Chow K W, Merhasin Ilya M, Malomed Boris A, Nakkeeran K, Senthilnathan K, Wai P K A
Department of Mechanical Engineering, University of Hong Kong, Pokfulam Road, Hong Kong.
Phys Rev E Stat Nonlin Soft Matter Phys. 2008 Feb;77(2 Pt 2):026602. doi: 10.1103/PhysRevE.77.026602. Epub 2008 Feb 7.

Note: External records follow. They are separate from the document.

PR #3333, opened 2025-09-17
Add conditional grants on networking to pf service account in FAST stage 0

fenyvesi-levi:
---
**Checklist**

The project-factory stage ran into an error when trying to grant network user role for principals

### DIFF
--- a/fast/stages/0-org-setup/data/folders/networking/.config.yaml
+++ b/fast/stages/0-org-setup/data/folders/networking/.config.yaml
@@ -29,7 +29,6 @@ iam_by_principals:
     - roles/viewer
   $iam_principals:service_accounts/iac-0/iac-pf-rw:
     - $custom_roles:service_project_network_admin
-    - roles/resourcemanager.projectIamAdmin
   $iam_principals:service_accounts/iac-0/iac-pf-ro:
     - roles/compute.viewer
     - $custom_roles:project_iam_viewer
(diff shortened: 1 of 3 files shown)


fast/stages/0-org-setup/data/folders/networking/.config.yaml
```diff
@@ -29,8 +29,10 @@ iam_by_principals:
     - roles/viewer
   $iam_principals:service_accounts/iac-0/iac-pf-rw:
     - $custom_roles:service_project_network_admin
+    - roles/resourcemanager.projectIamAdmin
```
ludoo: We typically don't do this, but implement it via a delegated role grant that only allows specific roles.

ludoo: [this](https://github.com/GoogleCloudPlatform/cloud-foundation-fabric/blob/v43.0.0/fast/stages/1-resman/data/stage-2/networking.yaml#L40)

fenyvesi-levi: Thanks @ludoo ! Reconfigured the role grant so that the pf sa can only grant 4 roles (same as in 1-resman-legacy).
Also changed the tfvars output to sensitive if that's okay, so it wouldn't output values like billing account ID.

fast/stages/0-org-setup/outputs.tf
```diff
@@ -32,4 +32,5 @@ output "projects" {
 output "tfvars" {
   description = "Stage tfvars."
   value       = local.of_tfvars
+  sensitive   = true
```
ludoo, line 35: I don't think there's a real risk outputting the billing account id. But this won't hurt so it's ok.

ludoo:
At some point a similar binding will need to be brought back on the security stage for the Key Encrypt/Decrypt role.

We construct two families of exact periodic solutions to the standard model of fiber Bragg grating (FBG) with Kerr nonlinearity. The solutions are named "sn" and "cn" waves, according to the elliptic functions used in their analytical representation. The sn wave exists only inside the FBG's spectral bandgap, while waves of the cn type may only exist at negative frequencies (omega<0), both inside and outside the bandgap. In the long-wave limit, the sn and cn families recover, respectively, the ordinary gap solitons, and (unstable) antidark and dark solitons. Stability of the periodic solutions is checked by direct numerical simulations and, in the case of the sn family, also through the calculation of instability growth rates for small perturbations. Although, rigorously speaking, all periodic solutions are unstable, a subfamily of practically stable sn waves, with a sufficiently large spatial period and omega>0, is identified. However, the sn waves with omega<0, as well as all cn solutions, are strongly unstable.
我们构造了具有克尔非线性的光纤布拉格光栅(FBG)标准模型的两个精确周期解族。根据其解析表示中使用的椭圆函数,这些解被命名为“sn”波和“cn”波。sn波仅存在于FBG的光谱带隙内,而cn型波可能仅存在于带隙内外的负频率(ω<0)处。在长波极限下,sn族和cn族分别恢复为普通带隙孤子以及(不稳定的)反暗孤子和暗孤子。通过直接数值模拟检查周期解的稳定性,对于sn族,还通过计算小扰动的不稳定性增长率来检查。尽管严格来说,所有周期解都是不稳定的,但我们确定了一个具有足够大空间周期且ω>0的实际稳定sn波子族。然而,ω<0的sn波以及所有cn解都是强不稳定的。